New quantum linear system algorithm could speed up machine learning
Researchers at the Centre for Quantum Technologies (CQT) in Singapore have proposed a new algorithm for solving systems of linear equations that is faster than both the classical and the previous quantum versions, and without restrictions on the kind of data it works for.
Systems of linear equations are involved in problems ranging from commodities pricing to social networks and chemical structures.
A linear system algorithm works on a large matrix of data. For example, for a trader trying to predict the future price of goods, the matrix may capture historical price movement data, as well as data about features that could be influencing those prices, such as currency exchange rates. The algorithm calculates how strongly each feature is correlated with another by ‘inverting’ the matrix.
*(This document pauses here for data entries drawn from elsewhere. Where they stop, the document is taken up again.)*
PR #2275, opened 2026-08-21
OCPBUGS-112638: apienablement: enable resource.k8s.io/v1beta2 when DeviceTaintRule is enabled

haircommander:
## Summary by CodeRabbit

* **New Features**
  * Added runtime configuration support for the `DeviceTaintRule` API through the `DRADeviceTaintRules` feature gate on Kubernetes 1.36 and compatible patch releases.
  * Enabled deployments can configure device taint rules using the `resource.k8s.io/v1beta2` API.
  * Runtime configuration is generated only when the feature gate is recognized, enabled, and applicable to the Kubernetes version.


pkg/operator/configobservation/apienablement/observe_runtime_config.go
```diff
@@ -15,7 +15,11 @@ import (
 	"github.com/openshift/library-go/pkg/operator/events"
 )
 
-var defaultGroupVersionsByFeatureGate = map[configv1.FeatureGateName][]groupVersionKindsByOpenshiftVersion{}
+var defaultGroupVersionsByFeatureGate = map[configv1.FeatureGateName][]groupVersionKindsByOpenshiftVersion{
+	"DRADeviceTaintRules": {
+		{GroupVersion: schema.GroupVersion{Group: "resource.k8s.io", Version: "v1beta2"}, Kinds: []string{"DeviceTaintRule"}},
+	},
+}
```
harche, line 22: Since we already know upstream graduates DeviceTaintRule into `resource.k8s.io/v1` in 1.37 where it is served by default, should we bound this entry the way the DynamicResourceAllocation entry did back in 4.18? That way the mapping deactivates itself on the 1.37 rebase instead of pointing at an API version we no longer need. Something like:

```suggestion
var defaultGroupVersionsByFeatureGate = map[configv1.FeatureGateName][]groupVersionKindsByOpenshiftVersion{
	// DeviceTaintRule is served from resource.k8s.io/v1beta2 on kube 1.36 and
	// graduates to resource.k8s.io/v1 in 1.37, where it is served by default,
	// so this mapping is only needed on 1.36. Note that the staleness test
	// skips range excluded entries, so nothing will flag this entry for
	// removal after the 1.37 rebase. Whoever picks it up then should delete
	// this entry and also revisit the DRADeviceTaintRules registration in
	// openshift/api, since the gate goes GA and on by default upstream in 1.37.
	"DRADeviceTaintRules": {
		{KubeVersionRange: semver.MustParseRange(">=1.36.0 <1.37.0"), GroupVersion: schema.GroupVersion{Group: "resource.k8s.io", Version: "v1beta2"}, Kinds: []string{"DeviceTaintRule"}},
	},
}
```

What do you think?

haircommander: updated!

haircommander: we already will have a blocker bug for 5.1 to remove so I don't thinki the comment is necessary

harche: Thanks,

/lgtm

haircommander:
/payload-with-prs  5.0 nightly informing openshift/cluster-kube-apiserver-operator#2275

harche:
Following the investigation in [openshift/api#3004](https://github.com/openshift/api/pull/3004#issuecomment-5539818984), this runtime-config mapping is required, but the current PR cannot safely land ahead of the API registration.

In the standalone CKASO presubmit, bootkube panics with:

```text
feature "DRADeviceTaintRules" is not registered
```

[Artifact](https://storage.googleapis.com/test-platform-results/pr-logs/pull/openshift_cluster-kube-apiserver-operator/2275/pull-ci-openshift-cluster-kube-apiserver-operator-main-e2e-aws-ovn/2090862182857183232/artifacts/e2e-aws-ovn/ipi-install-install/artifacts/expanded-log-bundle/log-bundle-20260821184545/bootstrap/journals/bootkube.log)

Conversely, landing `openshift/api#3004` first enables the gate without `resource.k8s.io/v1beta2`, which prevents the kube-scheduler `DeviceTaintRule` informer from syncing and breaks TPNU cluster initialization.

Could this PR be updated so mappings for absent/unregistered feature gates are ignored rather than calling `Enabled()` and panicking? That would allow the mapping to land dormant before the API PR activates the gate.

Suggested coverage:

- unregistered `DRADeviceTaintRules`: no panic and no runtime-config entry;
- registered but disabled: no runtime-config entry;
- enabled on Kubernetes 1.36: `resource.k8s.io/v1beta2=true`;
- Kubernetes 1.35 and 1.37: no v1beta2 mapping.

Since the mapping uses a string feature-gate name, could the temporary `github.com/openshift/api` personal-fork replacement and unrelated vendor churn also be removed? That should make it possible to land this independently of `api#3004`.

The existing [API + CKASO payload run](https://prow.ci.openshift.org/view/gs/test-platform-results/logs/openshift-cluster-kube-apiserver-operator-2275-openshift-api-3004-nightly-5.0-e2e-aws-ovn-single-node-techpreview/2092343301330964480) confirms the mapping itself works when both changes are present: the v1beta2 API is served, the scheduler informer syncs, and installation succeeds.

pkg/operator/configobservation/apienablement/observe_runtime_config.go
```diff
@@ -15,7 +15,11 @@ import (
 	"github.com/openshift/library-go/pkg/operator/events"
 )
 
-var defaultGroupVersionsByFeatureGate = map[configv1.FeatureGateName][]groupVersionKindsByOpenshiftVersion{}
+var defaultGroupVersionsByFeatureGate = map[configv1.FeatureGateName][]groupVersionKindsByOpenshiftVersion{
+	"DRADeviceTaintRules": {
+		{KubeVersionRange: semver.MustParseRange(">=1.36.0 <1.37.0"), GroupVersion: schema.GroupVersion{Group: "resource.k8s.io", Version: "v1beta2"}, Kinds: []string{"DeviceTaintRule"}},
```
harche, line 22: The mapping itself is right for 1.36: `resource.k8s.io/v1beta2` is off by default and `DeviceTaintRule` is only served from `v1beta2` there.

https://github.com/kubernetes/kubernetes/blob/4c1f91925b8dc669539edeb56bda8b7056e5bbc8/pkg/controlplane/instance.go#L488-L492

https://github.com/kubernetes/kubernetes/blob/4c1f91925b8dc669539edeb56bda8b7056e5bbc8/pkg/registry/resource/rest/storage_resource.go#L194-L201

One thing to decide deliberately: `resource.k8s.io/v1beta2=true` enables the whole version, so `deviceclasses`, `resourceclaims`, `resourceclaimtemplates` and `resourceslices` come back at v1beta2 too, even though they are GA in v1. kube-apiserver accepts a resource-level entry, and an explicit resource takes priority over the version:

https://github.com/kubernetes/kubernetes/blob/4c1f91925b8dc669539edeb56bda8b7056e5bbc8/staging/src/k8s.io/apiserver/pkg/server/storage/resource_config.go#L161-L166

`resource.k8s.io/v1beta2/devicetaintrules=true` would serve only what the scheduler needs. That needs `RuntimeConfigFromFeatureGates` to emit resource-level entries when `Kinds` is set, which is a small change. If version-wide is preferred for consistency with the older DRA entries, that's fine too, but it'd be good to record the choice here since the origin expectation isn't settled yet.

pkg/operator/configobservation/apienablement/observe_runtime_config.go
```diff
@@ -99,8 +103,9 @@ func newFeatureGateObserverWithRuntimeConfig(featureGateObserver configobserver.
 
 func RuntimeConfigFromFeatureGates(featureGates featuregates.FeatureGate, groupVersionsByFeatureGate map[configv1.FeatureGateName][]schema.GroupVersion) []string {
 	var entries []string
+	knownFeatures := sets.New(featureGates.KnownFeatures()...)
 	for name, gvs := range groupVersionsByFeatureGate {
-		if !featureGates.Enabled(name) {
+		if !knownFeatures.Has(name) || !featureGates.Enabled(name) {
```
harche, line 110: Now that the gate is registered as disabled in every feature set, this guard is no longer needed for the merge ordering we agreed on:

https://github.com/openshift/api/blob/5b6adcbced27/features/features.go#L1071-L1076

https://github.com/openshift/api/pull/3004#issuecomment-5541265332

It also changes the failure mode. Today a mistyped or later-renamed gate name in this map panics loudly:

https://github.com/openshift/library-go/blob/d17c137b84b0/pkg/operator/configobserver/featuregates/featuregate.go#L31-L40

With this change it becomes a silent no-op and the API just never gets enabled. Two options, either is fine by me:
- drop this commit, or
- keep it and add a unit test that every key of `defaultGroupVersionsByFeatureGate` is a registered gate (iterate `features.AllFeatureSets()` from the vendored `openshift/api`), so we keep the safety net at test time.

pkg/operator/configobservation/apienablement/observe_runtime_config_test.go
```diff
@@ -175,6 +175,52 @@ func TestFeatureGateObserverWithRuntimeConfig(t *testing.T) {
...
+			mappings:     mappings,
+		},
+		{
+			name:           "enabled gate",
+			featureGates:   featuregates.NewFeatureGate([]configv1.FeatureGateName{"DRADeviceTaintRules"}, nil),
+			mappings:       mappings,
+			expectedConfig: []string{"resource.k8s.io/v1beta2=true"},
+		},
+		{
+			name:         "version-filtered gate",
```
harche: nit: could you add a `1.37.0` case alongside `1.35.0`? `DeviceTaintRule` is already in `resource/v1` on master, so the entry is meant to self-deactivate on the 1.37 rebase, and this would document that:

https://github.com/kubernetes/kubernetes/blob/d0c67b05ca01f8e298b7a74ba02cfe88bbaaaa8e/staging/src/k8s.io/api/resource/v1/types.go#L1030

Related: the staleness test filters out range-excluded entries before checking, so nothing will flag this entry for removal after the rebase:

https://github.com/openshift/cluster-kube-apiserver-operator/blob/b0783a2f85920adde7fad1915154f28dd6fe368b/pkg/operator/configobservation/apienablement/stale_gv_helpers_test.go#L38

A one-line comment on the map entry pointing at the 5.1 removal bug would help whoever picks that up.

go.mod
```diff
@@ -15,7 +15,7 @@ require (
 	github.com/onsi/ginkgo/v2 v2.27.2
 	github.com/onsi/gomega v1.39.0
 	github.com/openshift-eng/openshift-tests-extension v0.0.0-20250804142706-7b3ab438a292
-	github.com/openshift/api v0.0.0-20260805215214-cfb63858e9d7
+	github.com/openshift/api v0.0.0-20260915185715-5b6adcbced27
```
harche: nit: the PR description still says it carries openshift/api#3004, which has merged. Worth a refresh to say this is the dormant mapping and activation follows in a later api PR.

harche (commented):
Thanks

pkg/operator/configobservation/apienablement/observe_runtime_config.go
```diff
@@ -15,7 +15,13 @@ import (
 	"github.com/openshift/library-go/pkg/operator/events"
 )
 
-var defaultGroupVersionsByFeatureGate = map[configv1.FeatureGateName][]groupVersionKindsByOpenshiftVersion{}
+var defaultGroupVersionsByFeatureGate = map[configv1.FeatureGateName][]groupVersionKindsByOpenshiftVersion{
+	// Remove this mapping on the Kubernetes 1.37 rebase, when DeviceTaintRule is served from v1 by default.
+	// RuntimeConfigFromFeatureGates maps group versions, so v1beta2 is enabled version-wide.
+	"DRADeviceTaintRules": {
+		{KubeVersionRange: semver.MustParseRange(">=1.36.0 <1.37.0"), GroupVersion: schema.GroupVersion{Group: "resource.k8s.io", Version: "v1beta2"}, Kinds: []string{"DeviceTaintRule"}},
+	},
```
bertinatto, line 23: is this intended to be backported to 5.0? If not, this `<1.37.0` is going to break the 1.37 rebase validation (CC @jubittajohn @jacobsee). Will we need to:

1. merge this PR
2. backport to 5.0
3. revert this PR (for the rebase)

?

pkg/operator/configobservation/apienablement/observe_runtime_config.go
```diff
@@ -99,8 +105,9 @@ func newFeatureGateObserverWithRuntimeConfig(featureGateObserver configobserver.
 
 func RuntimeConfigFromFeatureGates(featureGates featuregates.FeatureGate, groupVersionsByFeatureGate map[configv1.FeatureGateName][]schema.GroupVersion) []string {
 	var entries []string
+	knownFeatures := sets.New(featureGates.KnownFeatures()...)
 	for name, gvs := range groupVersionsByFeatureGate {
-		if !featureGates.Enabled(name) {
```
bertinatto, line 103: do we really need `.Has()` here? I assume it's here because `Enabled()` panics if the gate doesn't exist, right?

pkg/operator/configobservation/apienablement/observe_runtime_config.go
haircommander: yup that's the plan! I'm happy to take another approach if you'd prefer

pkg/operator/configobservation/apienablement/observe_runtime_config.go
haircommander: yup indeed!

bertinatto: do we really need it for this feature gate? Would it be OK if we keep this our this PR?

I'm asking because the panic is an useful signal when we are bumping to the next version of kube, and the feature gate that's listed here is removed from the next kube version. Right now we get a panic during the validation phase, so the person doing the rebase has an opportunity to come here and clean up the gate from `defaultGroupVersionsByFeatureGate`. If we go with this change, it'll be silently ignored.

haircommander: okay updated

bertinatto (commented):
/lgtm
/approve

harche:
Thanks for the updates.

Two small things:
- squash "tolerate absent feature gates" into "validate runtime config gates", since the guard is added and then removed within the same PR
- a line in the description noting this mapping is dormant until a follow-up `openshift/api` PR enables `DRADeviceTaintRules`

haircommander:
/verified later @haircommander
/pipieline required

done @harche

bertinatto (commented):
/lgtm

harche:
> /verified later @haircommander /pipieline required
> 
> done @harche

Thanks.

/pipeline required
/lgtm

This information can then be used to extrapolate into the future.
The analysis of the matrix involves significant computation. It becomes hard for classical computers, once the size goes beyond say 10,000 by 10,000, because the number of computational steps goes up rapidly with the number of elements in the matrix. Each doubling of the matrix size increases the length of the calculation eight-fold.
The first quantum linear system algorithm was proposed in 2009 by a different group of researchers and it kick-started research into quantum forms of machine learning, or artificial intelligence. As this article from Nature explains, a quantum computer can compress the information and perform calculations on select features extracted from the data and mapped onto quantum bits, or qubits, as opposed to the tedious number crunching required in classical computing. According to the article: “Quantum machine learning takes the results of algebraic manipulations and puts them to good use. Data can be split into groups — a task that is at the core of handwriting- and speech-recognition software — or can be searched for patterns. Massive amounts of information could therefore be manipulated with a relatively small number of qubits.”
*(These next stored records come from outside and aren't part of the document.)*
PR #2281, opened 2026-08-25
OCPBUGS-108524: Fix infinite static pod rollouts from SA token rotation

ShazaAldawamneh:
Move localhost-recovery-client-token from RevisionSecrets to CertSecrets so that SA token
data changes no longer trigger new static pod revisions. On clusters where external tools
(ArgoCD, Kyverno, compliance scanners) interact with secrets in openshift-kube-apiserver,
the token gets regenerated every ~60 minutes, and because it was revisioned, each
regeneration triggered a full static pod rollout across all control plane nodes — inflating
revisions to 2400+, bloating etcd, and causing transient API disruptions. The token is
consumed via tokenFile in the cert-syncer kubeconfig, which client-go re-reads from disk
every ~1 minute, so no pod restart is needed; the cert-syncer sidecar already syncs
CertSecrets to disk on change via its informer watch.

## Summary by CodeRabbit

- **Bug Fixes**
  - Improved recovery token handling so externally regenerated tokens can be picked up automatically without triggering unnecessary application rollouts.
  - Recovery token updates are now applied dynamically, reducing service disruption during token rotation.

### DIFF
--- a/pkg/operator/starter.go
+++ b/pkg/operator/starter.go
@@ -728,7 +728,6 @@ var RevisionSecrets = []revision.RevisionResource{
 
 	// this needs to be revisioned as certsyncer's kubeconfig isn't wired to be live reloaded, nor will be autorecovery
 	{Name: "localhost-recovery-serving-certkey"},
-	{Name: "localhost-recovery-client-token"},
 
 	{Name: "webhook-authenticator", Optional: true},
 }
@@ -750,6 +749,10 @@ var CertConfigMaps = []installer.UnrevisionedResource{
 var CertSecrets = []installer.UnrevisionedResource{
 	{Name: "aggregator-client"},
 	{Name: "localhost-serving-cert-certkey"},
+	// localhost-recovery-client-token is consumed via tokenFile in the cert-syncer kubeconfig,
+	// which client-go re-reads from disk (no restart needed). Revisioning it caused spurious
+	// rollouts whenever external tools (ArgoCD, Kyverno) triggered SA token regeneration.
+	{Name: "localhost-recovery-client-token"},
 	{Name: "service-network-serving-certkey"},
 	{Name: "external-loadbalancer-serving-certkey"},
 	{Name: "internal-loadbalancer-serving-certkey"},


pkg/operator/starter.go
```diff
@@ -750,6 +749,10 @@ var CertConfigMaps = []installer.UnrevisionedResource{
 var CertSecrets = []installer.UnrevisionedResource{
 	{Name: "aggregator-client"},
 	{Name: "localhost-serving-cert-certkey"},
+	// localhost-recovery-client-token is consumed via tokenFile in the cert-syncer kubeconfig,
+	// which client-go re-reads from disk (no restart needed). Revisioning it caused spurious
+	// rollouts whenever external tools (ArgoCD, Kyverno) triggered SA token regeneration.
+	{Name: "localhost-recovery-client-token"},
```
everettraven, line 755: I could be wrong, but I'm not sure this change is as straightforward as just moving the files here.

From what I can tell, it looks like the location in which the file would be synced to the node is different based on whether it is a revisioned resource or not.

If it is a revisioned resource, it will be synced to the directory `/etc/kubernetes/static-pod-resources/<resource>/<name>`.

If it is an unrevisioned resource, it will be synced to the directory `/etc/kubernetes/static-pod-resources/kube-apiserver-certs/<resource>/<name>`.

everettraven (commented):
Having spent some time digging into the changes here, I'm not sure this is what we actually want to do.

In the case we feel this is a change we want to make, I've provided at least some context that making this change isn't as straightforward as moving the entry from one list to another.

Now onto why I think we might not want to make this change.

The localhost-recovery-client-token secret is defined as: https://github.com/openshift/cluster-kube-apiserver-operator/blob/89ac4a58e4bc7e2242b78be85361d7562a0e6d61/bindata/assets/kube-apiserver/localhost-recovery-token.yaml#L1-L8

This leverages the "legacy" service account token behavior to create a long-lived service account token that provides the cert-syncer a token that will _always_ be valid and never expire.

Having looked further into the linked bug, it looks like we are seeing rotation issues because someone has configured some kind of external tooling to forcefully rotate the secret ~ every 60 minutes, resulting in this churn. Under normal circumstances, we would likely not see this secret ever be rotated. IMO this is a case of a customer having configured something that is interacting negatively with our system components and the customer actually needs to go back and update whatever $thing that is causing this churn to stop doing so.

I think it is a fair question to ask _why_ we are still using a legacy service account tokens if there are standards/compliance reasons as to why they have something that is causing this churn. The scope of work to solve that is significantly more intrusive to the platform from what I can tell though.

pkg/operator/starter.go
ShazaAldawamneh: Thanks for the thorough review. You're right on both points:

Moving the secret to CertSecrets would change the sync path from .../secrets/localhost-recovery-client-token/ to .../kube-apiserver-certs/secrets/localhost-recovery-client-token/, which would break the cert-syncer kubeconfig that hardcodes the original path. This isn't a simple list move.

More importantly, after digging deeper into the bug, this secret is a long-lived token that should never rotate under normal operation. The churn is caused by the customer's Kyverno policy (or similar external tooling) deleting/recreating the secret in a platform-owned namespace. The operator is behaving correctly, if tracked secret data changes, it should roll out.

The right resolution is to have the customer exclude this secret (or the openshift-kube-apiserver namespace) from their Kyverno policy. I'll update the bug accordingly and close this PR.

The 2009 algorithm could handle bigger matrices better, offering an exponential advantage over the best classical algorithms, but only if the data in them is what’s known as ‘sparse’, as in most of the elements in the matrix are zero. In these cases, there are limited relationships among the elements, which is often not true of real-world data.
The new algorithm is faster and does not have restrictions on the type of data. As a rough guide, for a 10,000 square matrix, the classical algorithm would take on the order of a trillion computational steps, the first quantum algorithm some 10,000s of steps and the new quantum algorithm just 100s of steps. The algorithm relies on a technique known as quantum singular value estimation.
CQT's Jansen (Zhikuan) Zhao, Anupam Prakash and their collaborator, Leonard Wossnig, published their proposed ‘quantum linear system algorithm’ in the 2 February issue of Physical Review Letters.
A few proof-of-principle demonstrations of the earlier quantum linear system algorithm have been conducted on small-scale quantum computers. Jansen and his colleagues hope to work with an experimental group to run a proof-of-principle demonstration of their algorithm.
They also want to do a full analysis of the effort required to implement the algorithm, checking what overhead costs there may be.
Bigger quantum computers will be required to show a real advantage over the classical algorithms. Jansen said, “We’re maybe looking at three to five years in the future when we can actually use the hardware built by the experimentalists to do meaningful quantum computation with application in artificial intelligence.”